Arrivée seule à Berlin

Il y a un an, déjà

Je donne tous mes soins à ce qui est essentiel

Rien de trop, pas d’excès

Rien n’est gratuit ici

 

Vie pauvre

Moins de légumes

Plus de viande

Aucune extravagance

Juste un appareil photo d’occasion

 

Je suis l’heureuse propriétaire de

Deux mains

Pour écrire

Et non plus pour dépenser

Je n’achète plus rien, il me faudrait écrire

Mais je n’y arrive pas

Dans ce pays capitaliste

Je n’ai plus qu’à m’en aller dormir dans la grand-rue

 

Elle et moi, on s’est trouvé

Elle est à la recherche d'un emploi

Avec un pareil dîner

Nous sommes vraiment comblées

 

Subitement, je tombe sur une vidéo d’internet

« [une Coréenne raconte son histoire] »

« Quand ma grand-mère est morte, elle n’avait donc pas même des patates à manger ?

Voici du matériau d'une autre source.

PR #1481, opened 2020-08-22
Implement Commerce's availability methods

wvega:
# Summary

This PR implements the `is_available()` and `is_connected()` methods in the `Commerce` handler.

## QA

- [x] Integrations test pass

## Before merge

### DIFF
--- a/includes/Commerce.php
+++ b/includes/Commerce.php
@@ -78,7 +78,7 @@ class Commerce {
 		list( $country ) = explode( ':', get_option( 'woocommerce_default_country' ) );
 
 		/**
-		 * Filters whether Commerce features should be available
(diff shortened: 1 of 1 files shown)


ChaseWiseman:
@deivamagalhaes @wvega yeah we don't yet have any sort of decision tree on when to add return filters. The ones here seem fine.

Generally I think we've gone with asking ourselves "is this something developers may want to customize? How would they use it?" types of questions when deciding when to add a hook and leaving it up to the story owner's discretion. Or if you as a reviewer see an opportunity for a filter, you can call it out there as well! imo it's probably not something we want to detail in every doc for every method description unless there are specific requirements where something _must_ be filtered, or _must not_ have a filter.

PR #1482, opened 2020-08-22
Implement the Products methods used to check/set if Commerce is enabled and if the product is ready

deivamagalhaes:
# Summary

This PR implements the `Products::is_product_ready_for_commerce()`, `Products::is_commerce_enabled_for_product()` and  `Products::update_commerce_enabled_for_product()` methods.

## QA

- [x] Integrations test pass

## Before merge

### DIFF
--- a/includes/Products.php
+++ b/includes/Products.php
@@ -480,7 +480,7 @@ class Products {
 	 */
 	public static function update_commerce_enabled_for_product( \WC_Product $product, $is_enabled ) {
 
-		// TODO: implement
+		$product->update_meta_data( Products::COMMERCE_ENABLED_META_KEY, wc_bool_to_string( $is_enabled ) );
 	}
 
 
--- a/includes/Products.php
+++ b/includes/Products.php
@@ -449,7 +449,7 @@ class Products {
 	 */
 	public static function is_product_ready_for_commerce( \WC_Product $product ) {
 
-		return $product->get_manage_stock()
+		return $product->managing_stock()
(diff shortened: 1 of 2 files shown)


includes/Products.php
```diff
@@ -479,7 +480,7 @@ public static function is_commerce_enabled_for_product( \WC_Product $product )
 	 */
 	public static function update_commerce_enabled_for_product( \WC_Product $product, $is_enabled ) {
 
-		// TODO: implement
+		$product->update_meta_data( Products::COMMERCE_ENABLED_META_KEY, wc_bool_to_string( $is_enabled ) );
```
ChaseWiseman, line 483: How about we also `save_meta_data()` here like the other update methods, as right now it won't be persisted

tests/integration/Products_Test.php
```diff
@@ -321,6 +322,116 @@ public function test_get_product_price_filter() {
...
+	 *
+	 * @dataProvider provider_update_commerce_enabled_for_product
+	 */
+	public function test_update_commerce_enabled_for_product( $param_value, $expected_meta_value ) {
+
+		$product = $this->get_product();
+
+		Products::update_commerce_enabled_for_product( $product, $param_value );
+
+		$this->assertEquals( $expected_meta_value, $product->get_meta( Products::COMMERCE_ENABLED_META_KEY ) );
```
ChaseWiseman, line 418: Mind updating this test to get a fresh instance of the product before asserting? Right now it doesn't test whether the meta is persisted.

PR #1483, opened 2020-08-22
Implement the Products::update_google_product_category_id() method

deivamagalhaes:
# Summary

This PR implements the `Products::update_google_product_category_id()` method.

## QA

- [x] Integrations test pass

## Before merge

### DIFF
--- a/includes/Products.php
+++ b/includes/Products.php
@@ -510,7 +510,7 @@ class Products {
 	 */
 	public static function update_google_product_category_id( \WC_Product $product, $category_id ) {
 
-		// TODO: implement
+		$product->update_meta_data( Products::GOOGLE_PRODUCT_CATEGORY_META_KEY, $category_id );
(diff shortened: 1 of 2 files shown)


includes/Products.php
```diff
@@ -510,7 +510,7 @@ public static function get_google_product_category_id( \WC_Product $product ) {
 	 */
 	public static function update_google_product_category_id( \WC_Product $product, $category_id ) {
 
-		// TODO: implement
+		$product->update_meta_data( Products::GOOGLE_PRODUCT_CATEGORY_META_KEY, $category_id );
```
ChaseWiseman, line 513: Similar to https://github.com/facebookincubator/facebook-for-woocommerce/pull/1482#pullrequestreview-473784482 we'll need to save the meta and the test needs to be updated to test for the persisted data

PR #1484, opened 2020-08-22
Implement the Connection page access token methods

wvega:
# Summary

This PR implements the `get_page_access_token()` and `update_page_access_token()` methods to the `Connection` handler and deprecates the methods with the same names in the integration class.

## QA

- [x] Integrations test pass

## Before merge

### DIFF
--- a/class-wc-facebookcommerce.php
+++ b/class-wc-facebookcommerce.php
@@ -173,6 +173,24 @@ if ( ! class_exists( 'WC_Facebookcommerce' ) ) :
 
 
 		/**
+		 * Gets deprecated and removed hooks.
+		 *
+		 * @since 2.1.0-dev.1
+		 *
+		 * @return array
+		 */
+		protected function get_deprecated_hooks() {
+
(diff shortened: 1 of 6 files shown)


ChaseWiseman:
>I'm not so sure I'm convinced we gain much by moving these methods.

@deivamagalhaes the only reason is to move that method into a more appropriate place, in the connection handler. Is there a change you wanted to suggest here, or can this be merged?

deivamagalhaes:
> > I'm not so sure I'm convinced we gain much by moving these methods.
> 
> @deivamagalhaes the only reason is to move that method into a more appropriate place, in the connection handler. Is there a change you wanted to suggest here, or can this be merged?

But is it worth it, having to deprecate hooks and all?

ChaseWiseman:
@deivamagalhaes yep I think so - were this a patch release I wouldn't do it but since this is going in a feature release and the page access token is being re-implemented as part of those new features I think it makes sense

PR #2240, opened 2022-07-02
Add/unit test Facebook integration class.

message-dimke:

Adding unit tests for `WC_Facebookcommerce_Integration` class, a missing test suit to proceed with further refactoring. Enabling PHPCS on tests and `WC_Facebookcommerce_Integration` class.

See all the checks pass for the PR.


class-wc-facebookcommerce.php
```diff
@@ -127,7 +127,6 @@ public function __construct() {
 		 */
 		public function init() {
 
-			add_action( 'init', array( $this, 'get_integration' ) );
```
message-dimke, line 130: Early Facebook Integration object initialisation when Facebook access token is not here present. Removing it, since it is not ever necessary.

includes/fbgraph.php
```diff
@@ -757,14 +753,29 @@ public function get_tip_info( $external_merchant_settings_id ) {
 			return $connect_woo;
 		}
 
-		public function get_facebook_id( $facebook_catalog_id, $product_id ) {
+		/*public function get_facebook_id( $facebook_catalog_id, $product_id ) {
```
rawdreeg, line 756: Can we remove the commented-out code?

tests/Unit/WCFacebookCommerceGraphAPITest.php
```diff
@@ -689,4 +691,39 @@ public function test_next() {
...
+		$expected = [
+			'id'            => 'product-id',
+			'product_group' => [
+				'id' => 'product-group-id',
+			],
+		];
+
+		$response = function( $result, $parsed_args, $url ) {
+			$this->assertEquals( 'GET', $parsed_args['method'] );
+			$this->assertEquals( 'https://graph.facebook.com/v12.0/catalog:726635365295186:d2NfcG9zdF9pZF8xMjc=/?fields=id,product_group{id}', $url );
```
rawdreeg, line 714: We've since updated to v13.0.

rawdreeg (changes requested):
Thanks, @message-dimke

Great work on this. Looking really good. I have left a few minor comments.

Also, it seems we made some changes to WC_Facebookcommerce_Graph_API and a few other classes since this was last updated. It'd be good to refresh the branch with the latest changes.

Thanks,

includes/fbgraph.php
```diff
@@ -757,14 +753,29 @@ public function get_tip_info( $external_merchant_settings_id ) {
...
 			$param = 'catalog:' . (string) $facebook_catalog_id . ':' .
 			base64_encode( $product_id ) . '/?fields=id,product_group{id}';
 			$url   = $this->build_url( '', $param );
 			// success API call will return
 			// {id: <fb product id>, product_group{id} <fb product group id>}
 			// failure API will return {error: <error message>}
 			return self::_get( $url );
+		}*/
```
rawdreeg, line 764:
```suggestion
```

rawdreeg (changes requested):

facebook-commerce-pixel-event.php
```diff
@@ -575,8 +571,7 @@ public static function get_use_pii_key() {
 			if ( ! $fb_options ) {
 				return null;
```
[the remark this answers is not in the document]
message-dimke: Afaik `return` will evaluate to `NULL`, and I prefer functions to always return something, especially because everywhere in the code we use this function on the right side of the equality.

includes/fbgraph.php
message-dimke: Sure =)

message-dimke:
@rawdreeg , while removing SkyVerge dependency I found that the old API supports requests throttling out of the box and the new one does not. We have few options, either decide to move few endpoints from new into old, or implement throttling for the new api. Done lots of tests and spent time on this one, so better implement throttling here, not to loose my work.

Anyway, that is something to decide later, after SkyVerge removal is approved. Because I will definitely have to either implement few apis and tests for the old API, or integrate this one into the new codebase.

rawdreeg:
>  Done lots of tests and spent time on this one, so better implement throttling here, not to loose my work.
Sounds good, @message-dimke.

> Anyway, that is something to decide later, after SkyVerge removal is approved. Because I will definitely have to either implement a few APIs and tests for the old API or integrate this one into the new codebase.

Wouldn't it make sense to introduce the Skyverge removal here and use the tests to facilitate the API changes?

message-dimke:
> Wouldn't it make sense to introduce the Skyverge removal here and use the tests to facilitate the API changes?

Not sure about 'here', but maybe merge this one into #2271, because API is a smaller bit than SV removal as we discussed here https://github.com/woocommerce/facebook-for-woocommerce/pull/2271#issuecomment-1220465149

rawdreeg:
> > Wouldn't it make sense to introduce the Skyverge removal here and use the tests to facilitate the API changes?
> 
> Not sure about 'here', but maybe merge this one into #2271, because API is a smaller bit than SV removal as we discussed here [#2271 (comment)](https://github.com/woocommerce/facebook-for-woocommerce/pull/2271#issuecomment-1220465149)

Yes, you're right. The SV change is too massive. Let's keep it simple. We can always take a second pass at this to integrate this one into the new codebase as you said

message-dimke:
@rawdreeg , I'll merge this one into https://github.com/woocommerce/facebook-for-woocommerce/tree/feature/facebook-api-refactoring, since it does not make sense to review this one separately, especially when doing Smoke Testing.

PR #2263, opened 2022-08-02
Fix - Trashed products in WooCommerce remain listed on Facebook.

### LINKED ISSUE #2256: Trashed products in WooCommerce remain listed on Facebook
## 🔎 Isolate the bug

## ✍️ Describe the bug

When a product is deleted in WooCommerce is remains on the shop page in Facebook.

## 🚶‍♀️ Steps to reproduce

1. Create a product and sync to Facebook\
2. Trash the product from within WooCommerce
3. See product remains unchanged on Facebook.

## ✔️ Expected behavior

In an attempt to minimize the possibility of orphaned products ( #2129 ) or the need to run a script to delete all previously deleted products from Facebook ( #1964 ), when a product is deleted in WooCommerce a request to delete the product from within Facebook should be made. 

The request should be made for individually trashed items or when using bulk edit to delete multiple products.

rawdreeg:

When a product is deleted in WooCommerce it remains on the shop page on Facebook. This PR makes a few changes in the way we handle deleted products:

- We run on_product_delete on the `wp_trash_post` action hook, allowing the product to be also removed from the FB catalog.
- Allow variable products to bypass the `published_product_should_be_synced` check, as this will always return false because some variation products might already be removed. 
- We also add in `fb_restore_untrashed_variable_product` function that runs on the `untrashed_post` action hook. This ensures variable products are correctly published after all the variations have been untrashed.

Closes #2256 .

1. Create a product and sync it to Facebook
2. Trash the product from within WooCommerce
3. See product has also been removed on Facebook.
4. Restore the product; the product is recreated on Facebook.

### Changelog entry

> Fix - Ensure product is deleted from FB when moved to trash.

### DIFF
--- a/facebook-commerce.php
+++ b/facebook-commerce.php
@@ -423,6 +423,8 @@ class WC_Facebookcommerce_Integration extends WC_Integration {
 			3
 		);
 
+		add_action( 'untrashed_post', array( $this, 'fb_restore_untrashed_variable_product' ));
+
 		// Product Set hooks.
 		add_action( 'fb_wc_product_set_sync', array( $this, 'create_or_update_product_set_item' ), 99, 2 );
 		add_action( 'fb_wc_product_set_delete', array( $this, 'delete_product_set_item' ), 99 );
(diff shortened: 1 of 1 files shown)


message-dimke (approved):
Looks good and works as intended! Thanks, Rodrigue!

PR #2270, opened 2022-08-11
Gracefully handle `get_current_url` when `$_SERVER['HTTP_REFERER']` not present

### LINKED ISSUE #1729: PHP news in my debug.log
I'm receiving these warnings when debugging my website, why is this happening?

`PHP Notice:  Undefined index: HTTP_REFERER in /*/wp-content/plugins/facebook-for-woocommerce/includes/Events/Event.php on line 211`

ecaron:

Closes #1729.

Switch to using `wp_get_raw_referer()` instead of `$_SERVER['HTTP_REFERER']`. `wp_get_raw_referer()` was introduced in [WordPress 4.5.0](https://developer.wordpress.org/reference/functions/wp_get_raw_referer/) and it also accomodates AJAX calls that utilize the `wp_referer_field` functionality (which has been around since [2.0.4](https://developer.wordpress.org/reference/functions/wp_referer_field/))

### Changelog entry

> Fix - `Undefined array key "HTTP_REFERER"` not longer happens when `new Event` is triggered from an AJAX call that doesn't include a referrer (likely due to browser configuration)

### DIFF
--- a/includes/Events/Event.php
+++ b/includes/Events/Event.php
@@ -215,7 +215,7 @@ class Event {
 
 		if ( wp_doing_ajax() ) {
 
-			$url = $_SERVER['HTTP_REFERER'];
+			$url = wp_get_raw_referer();
 
 		} else {
 


rawdreeg (approved):
👍🏾  LGTM!

Thank you for your contribution @ecaron. We'll merge this!

PR #2271, opened 2022-08-11
Removing SV Framework dependency.

message-dimke:

Current PR completely removes SkyVerge Framework dependency out of the extension. 
The architecture of the SkyVerge framework is tightly coupled which makes migration in parts not practically possible. 

Test instructions are to checkout the branch and run [Smoke Tests](https://github.com/woocommerce/facebook-for-woocommerce/wiki/Smoke-tests) against the extension.

### Changelog entry

> Update - Remove SkyVerge extension composer dependency.


message-dimke:
@rawdreeg , I think it is a good idea to merge new API into this PR first to run Smoke Tests only once. What do you think?

rawdreeg:
> @rawdreeg, I think it is a good idea to merge new API into this PR first to run Smoke Tests only once. What do you think?

I agree; we should probably run the smoke tests on the new API.

Another thing I have noticed, on some of the files, we seem to have updated the phpcs (e.g., short array), This is probably not a show stopper, but we'll need to revisit this on another PR based on the discussions with @jconroy (p1660643441679189/1660635367.197539-slack-CK365S85V)

message-dimke:
> Another thing I have noticed, on some of the files, we seem to have updated the phpcs (e.g., short array), This is probably not a show stopper, but we'll need to revisit this on another PR based on the discussions with @jconroy (p1660643441679189/1660635367.197539-slack-CK365S85V)

I plan another PR in these series to enable phpcs on files. Current PR has all the files ignore code styling. So we configure phpcs and then in the next PR get all the syntax made right.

Même les porcs mangeaient des patates,

Alors pourquoi notre famille en était-elle privée ?

Selon moi,

C’est le plus terrible coup que nous ait porté la Chine ...... »

 

Je n’ai pas envie d’en regarder davantage

Ces quelques phrases me suffisent

Peu importe ce que cette femme a continué à raconter

Je n’ai pas envie d’en regarder davantage

 

Quand mon amie s’en va

J'ouvre le réfrigérateur

Et regarde ce qu’il reste pour demain

En plus de mon immense gratitude

 

Présences à Frontenay 2016, Le sage et la pluie

Source : traduction de Nicolas Idier, 2016.

Biographie

Chun Sue, est née sous le nom Zou Na en 1983. Après s’être faite connaitre à l’âge de dix-sept ans avec un roman autobiographique, Beijing Doll, dans lequel elle décrivait sa vie de jeune Chinoise rebelle, Chun Sue n’a rien perdu de son esprit désabusé et rebelle. Considérée comme l’un des auteurs majeurs de la génération post-80, Chun Sue décrit dans sa poésie les rêves et les déceptions de la jeunesse perdue, les qualités et les défauts de l’individualisme, et transmet à ses lecteurs un peu du désarroi d’une génération de trentenaires, pris de court par le gigantisme d’une société qui les force au bonheur. Chun Sue vit à Berlin. Une sélection de ses poèmes a été publiée dans la revue Nunc, dossier “Pierres vivants de Chine” (2013).